Below are several entries. Transcribe exactly those lines that fall from the one with "PR #431, opened 2026-06-11" through the one with "- [ ] Test update", end lines included.

** GIVEN INFORMATION follows **

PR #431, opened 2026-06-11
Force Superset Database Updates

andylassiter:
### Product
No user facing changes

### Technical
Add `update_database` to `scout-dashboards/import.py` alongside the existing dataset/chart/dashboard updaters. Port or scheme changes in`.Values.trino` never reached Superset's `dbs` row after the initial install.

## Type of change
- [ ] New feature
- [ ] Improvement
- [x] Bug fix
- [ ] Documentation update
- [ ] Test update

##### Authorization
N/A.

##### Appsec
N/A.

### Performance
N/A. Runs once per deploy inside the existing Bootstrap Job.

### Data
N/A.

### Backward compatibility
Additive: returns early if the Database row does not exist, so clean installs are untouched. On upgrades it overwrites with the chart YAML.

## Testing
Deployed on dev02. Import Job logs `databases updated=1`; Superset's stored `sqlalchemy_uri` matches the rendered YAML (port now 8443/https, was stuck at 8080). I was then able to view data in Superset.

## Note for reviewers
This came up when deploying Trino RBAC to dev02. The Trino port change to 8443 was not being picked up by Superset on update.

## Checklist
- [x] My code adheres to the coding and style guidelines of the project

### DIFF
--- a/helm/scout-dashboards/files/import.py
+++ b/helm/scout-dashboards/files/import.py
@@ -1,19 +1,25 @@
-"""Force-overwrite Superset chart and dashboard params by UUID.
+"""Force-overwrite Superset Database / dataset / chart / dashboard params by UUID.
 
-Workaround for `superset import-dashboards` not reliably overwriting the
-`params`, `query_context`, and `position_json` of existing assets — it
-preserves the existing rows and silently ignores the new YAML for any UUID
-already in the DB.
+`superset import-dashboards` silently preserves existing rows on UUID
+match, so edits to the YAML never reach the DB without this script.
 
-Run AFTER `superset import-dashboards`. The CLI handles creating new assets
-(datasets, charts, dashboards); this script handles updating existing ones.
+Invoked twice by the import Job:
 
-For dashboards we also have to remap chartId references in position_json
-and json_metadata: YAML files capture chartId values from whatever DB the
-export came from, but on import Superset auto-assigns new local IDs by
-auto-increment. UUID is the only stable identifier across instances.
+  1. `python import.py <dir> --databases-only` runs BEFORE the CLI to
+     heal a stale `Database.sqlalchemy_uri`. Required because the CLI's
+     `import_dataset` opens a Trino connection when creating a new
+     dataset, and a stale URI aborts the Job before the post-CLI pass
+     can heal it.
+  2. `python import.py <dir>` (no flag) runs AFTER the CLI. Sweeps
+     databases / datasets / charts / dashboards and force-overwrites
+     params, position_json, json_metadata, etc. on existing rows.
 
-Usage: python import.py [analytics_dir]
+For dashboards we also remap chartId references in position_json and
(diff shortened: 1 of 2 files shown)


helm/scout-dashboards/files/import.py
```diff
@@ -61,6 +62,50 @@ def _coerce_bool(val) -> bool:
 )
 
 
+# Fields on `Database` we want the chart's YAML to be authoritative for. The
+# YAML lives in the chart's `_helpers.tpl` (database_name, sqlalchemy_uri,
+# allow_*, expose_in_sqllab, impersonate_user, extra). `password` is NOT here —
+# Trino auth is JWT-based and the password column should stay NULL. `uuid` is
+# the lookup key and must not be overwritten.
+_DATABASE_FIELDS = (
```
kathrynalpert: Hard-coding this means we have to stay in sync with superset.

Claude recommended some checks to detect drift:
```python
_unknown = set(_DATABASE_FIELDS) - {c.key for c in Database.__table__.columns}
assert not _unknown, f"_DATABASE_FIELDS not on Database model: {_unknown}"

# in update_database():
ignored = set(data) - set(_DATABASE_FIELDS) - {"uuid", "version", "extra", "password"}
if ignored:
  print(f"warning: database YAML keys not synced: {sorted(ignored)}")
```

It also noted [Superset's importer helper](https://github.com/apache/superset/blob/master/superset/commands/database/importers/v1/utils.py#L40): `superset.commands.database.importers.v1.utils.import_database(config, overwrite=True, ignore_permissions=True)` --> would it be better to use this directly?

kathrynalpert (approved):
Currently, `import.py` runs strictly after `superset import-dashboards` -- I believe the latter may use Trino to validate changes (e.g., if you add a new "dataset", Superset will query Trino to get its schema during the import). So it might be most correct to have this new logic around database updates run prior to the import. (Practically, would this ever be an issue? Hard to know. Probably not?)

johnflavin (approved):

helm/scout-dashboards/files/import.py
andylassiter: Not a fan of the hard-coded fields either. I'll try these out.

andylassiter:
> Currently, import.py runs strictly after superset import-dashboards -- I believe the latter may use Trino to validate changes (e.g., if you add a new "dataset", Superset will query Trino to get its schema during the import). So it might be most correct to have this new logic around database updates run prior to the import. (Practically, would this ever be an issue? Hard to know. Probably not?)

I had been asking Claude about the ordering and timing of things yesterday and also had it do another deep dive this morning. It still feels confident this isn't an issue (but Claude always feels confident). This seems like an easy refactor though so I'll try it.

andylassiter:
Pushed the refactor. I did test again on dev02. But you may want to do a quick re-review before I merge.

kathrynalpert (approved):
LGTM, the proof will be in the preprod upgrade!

** End of GIVEN INFORMATION **
** GIVEN INFORMATION follows **

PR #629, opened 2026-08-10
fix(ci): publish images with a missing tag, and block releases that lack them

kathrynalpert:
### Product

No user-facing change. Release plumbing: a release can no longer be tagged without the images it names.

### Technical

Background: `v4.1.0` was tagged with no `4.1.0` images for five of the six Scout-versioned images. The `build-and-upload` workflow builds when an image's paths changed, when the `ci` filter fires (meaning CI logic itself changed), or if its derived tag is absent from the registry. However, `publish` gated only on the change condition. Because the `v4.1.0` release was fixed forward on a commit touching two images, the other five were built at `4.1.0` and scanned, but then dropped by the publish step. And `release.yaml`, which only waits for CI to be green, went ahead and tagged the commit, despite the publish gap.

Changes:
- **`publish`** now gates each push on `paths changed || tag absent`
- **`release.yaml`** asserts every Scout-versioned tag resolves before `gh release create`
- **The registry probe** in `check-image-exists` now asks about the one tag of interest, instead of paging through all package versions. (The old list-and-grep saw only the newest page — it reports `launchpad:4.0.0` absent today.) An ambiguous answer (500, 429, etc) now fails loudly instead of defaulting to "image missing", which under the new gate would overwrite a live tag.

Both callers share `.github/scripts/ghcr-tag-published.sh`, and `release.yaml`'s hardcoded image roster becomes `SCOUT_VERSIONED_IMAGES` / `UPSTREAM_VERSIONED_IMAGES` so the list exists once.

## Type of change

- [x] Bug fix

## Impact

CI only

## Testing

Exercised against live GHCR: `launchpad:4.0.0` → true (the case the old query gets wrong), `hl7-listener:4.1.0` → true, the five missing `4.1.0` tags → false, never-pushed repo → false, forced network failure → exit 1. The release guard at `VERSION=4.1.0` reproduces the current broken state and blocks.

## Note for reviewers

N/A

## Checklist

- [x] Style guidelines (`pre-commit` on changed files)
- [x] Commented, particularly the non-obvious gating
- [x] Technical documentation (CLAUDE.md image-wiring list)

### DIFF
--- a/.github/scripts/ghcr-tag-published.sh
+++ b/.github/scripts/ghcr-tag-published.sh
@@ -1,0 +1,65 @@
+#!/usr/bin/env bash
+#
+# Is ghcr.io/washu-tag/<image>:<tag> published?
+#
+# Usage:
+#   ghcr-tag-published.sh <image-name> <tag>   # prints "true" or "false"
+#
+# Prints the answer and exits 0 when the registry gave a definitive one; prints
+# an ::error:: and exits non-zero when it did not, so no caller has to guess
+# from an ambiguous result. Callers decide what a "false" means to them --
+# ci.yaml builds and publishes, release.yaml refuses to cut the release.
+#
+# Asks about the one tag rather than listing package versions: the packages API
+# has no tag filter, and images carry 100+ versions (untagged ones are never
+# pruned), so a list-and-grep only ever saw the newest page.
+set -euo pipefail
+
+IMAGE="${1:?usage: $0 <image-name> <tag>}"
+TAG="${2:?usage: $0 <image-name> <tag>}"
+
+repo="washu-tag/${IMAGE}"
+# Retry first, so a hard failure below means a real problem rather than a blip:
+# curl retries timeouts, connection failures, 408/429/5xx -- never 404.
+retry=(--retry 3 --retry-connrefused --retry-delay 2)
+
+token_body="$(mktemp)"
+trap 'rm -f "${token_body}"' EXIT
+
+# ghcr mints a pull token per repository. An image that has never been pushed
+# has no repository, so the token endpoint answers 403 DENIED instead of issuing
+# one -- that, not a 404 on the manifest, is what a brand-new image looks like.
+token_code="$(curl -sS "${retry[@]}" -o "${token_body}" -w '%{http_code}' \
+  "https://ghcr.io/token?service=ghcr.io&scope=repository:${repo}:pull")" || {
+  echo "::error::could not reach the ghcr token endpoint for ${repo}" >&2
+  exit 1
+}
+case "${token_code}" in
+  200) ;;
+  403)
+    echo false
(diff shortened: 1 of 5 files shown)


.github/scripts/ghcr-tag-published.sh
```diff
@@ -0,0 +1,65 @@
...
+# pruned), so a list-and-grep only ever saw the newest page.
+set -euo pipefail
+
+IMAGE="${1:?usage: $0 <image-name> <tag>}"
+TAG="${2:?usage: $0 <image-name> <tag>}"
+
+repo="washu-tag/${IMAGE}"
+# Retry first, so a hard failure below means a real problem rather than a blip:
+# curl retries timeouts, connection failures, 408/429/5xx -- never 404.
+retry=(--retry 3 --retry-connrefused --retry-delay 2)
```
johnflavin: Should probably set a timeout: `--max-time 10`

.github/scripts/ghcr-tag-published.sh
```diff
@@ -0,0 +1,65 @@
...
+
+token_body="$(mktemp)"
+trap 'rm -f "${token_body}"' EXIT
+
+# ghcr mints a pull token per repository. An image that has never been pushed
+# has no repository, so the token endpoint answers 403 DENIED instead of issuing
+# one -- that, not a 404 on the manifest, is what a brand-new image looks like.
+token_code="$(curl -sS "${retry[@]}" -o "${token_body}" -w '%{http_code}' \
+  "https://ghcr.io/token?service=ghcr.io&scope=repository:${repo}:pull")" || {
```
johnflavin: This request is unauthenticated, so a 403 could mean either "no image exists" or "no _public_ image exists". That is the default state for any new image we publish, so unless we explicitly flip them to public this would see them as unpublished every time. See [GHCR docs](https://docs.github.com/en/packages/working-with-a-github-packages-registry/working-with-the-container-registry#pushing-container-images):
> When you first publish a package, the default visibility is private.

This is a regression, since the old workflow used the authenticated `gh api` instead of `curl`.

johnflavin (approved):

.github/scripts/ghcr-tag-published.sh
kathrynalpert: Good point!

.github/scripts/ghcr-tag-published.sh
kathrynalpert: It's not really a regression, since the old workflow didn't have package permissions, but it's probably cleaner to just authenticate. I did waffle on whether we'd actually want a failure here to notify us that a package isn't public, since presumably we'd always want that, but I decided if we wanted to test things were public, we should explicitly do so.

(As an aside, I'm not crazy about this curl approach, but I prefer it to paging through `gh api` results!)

** End of GIVEN INFORMATION **

REPLY =>
PR #431, opened 2026-06-11
Force Superset Database Updates

andylassiter:
### Product
No user facing changes

### Technical
Add `update_database` to `scout-dashboards/import.py` alongside the existing dataset/chart/dashboard updaters. Port or scheme changes in`.Values.trino` never reached Superset's `dbs` row after the initial install.

## Type of change
- [ ] New feature
- [ ] Improvement
- [x] Bug fix
- [ ] Documentation update
- [ ] Test update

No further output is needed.